Bien sûr, il faut affronter quelques petites contrariétés, surtout lorsqu'on voyage avec un nourrisson allergique qui ne boit que du lait de soja et que l'immigration américaine, pour des raisons d'hygiène, recale le stock de boîtes de lait à l'aéroport. Mais il en faut plus pour décourager le jeune couple qui se lance dans un road-trip digne d'un guide touristique. Du Mexique aux confins du Canada, déserts, plages paradisiaques, rencontres... se succèdent, pour le plus grand plaisir (souvent) et le plus grand stress (parfois) de Luca et de ses parents.

A peine âgé d'un an, l'enfant grandit en mode nomade : "(Luca) ne trouvait rien de plus naturel que les départs.
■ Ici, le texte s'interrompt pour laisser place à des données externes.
PR #234, opened 2019-10-23
Add support for parsing service check and event datagrams.

wvanbergen:
We currently do not support parsing the custom datagrams that DogStatsD support, i.e. service checks and events. Note that we are perfectly able to send them. But if we capture them, we cannot parse them. This is mostly a problem for test suites that want to run assertions on properties of the datagrams.

This PR implements parsing the datagrams by subclassing Datagram, add regular expressions for those datagram types, and use `Regexp.union` to construct a parser that supports all of the datagrams.

Note: we only support parsing datagrams as generated by this library, not necessarily every datagram out there. Given the use case, that is fine I think.

### DIFF
--- a/lib/statsd/instrument/dogstatsd_datagram.rb
+++ b/lib/statsd/instrument/dogstatsd_datagram.rb
@@ -1,0 +1,88 @@
+# frozen_string_literal: true
+
+# The Datagram class parses and inspects a StatsD datagrams
+#
+# @note This class is part of the new Client implementation that is intended
+#   to become the new default in the next major release of this library.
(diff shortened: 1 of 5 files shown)


lib/statsd/instrument/dogstatsd_datagram.rb
```diff
@@ -0,0 +1,88 @@
...
+    else super
+    end
+  end
+
+  def hostname
+    parsed_datagram[:hostname]
+  end
+
+  def timestamp
+    Time.at(Integer(parsed_datagram[:timestamp]))
```
casperisfine: maybe add a `.utc`?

Quand nous installions notre campement quelque part, il savait que c'était provisoire. Vivre, c'était errer d'un endroit à un autre en s'arrêtant pour dormir". 

Premiers pas, premiers mots... et toujours des départs, et parfois des ruptures. Est-ce ce mode de vie qui, des années plus tard, conduira Luca adolescent aux portes de la dépression ? C'est en tous cas ce que semble penser Marian dont les conversations avec la thérapeute familiale entrecoupent et ponctuent le récit.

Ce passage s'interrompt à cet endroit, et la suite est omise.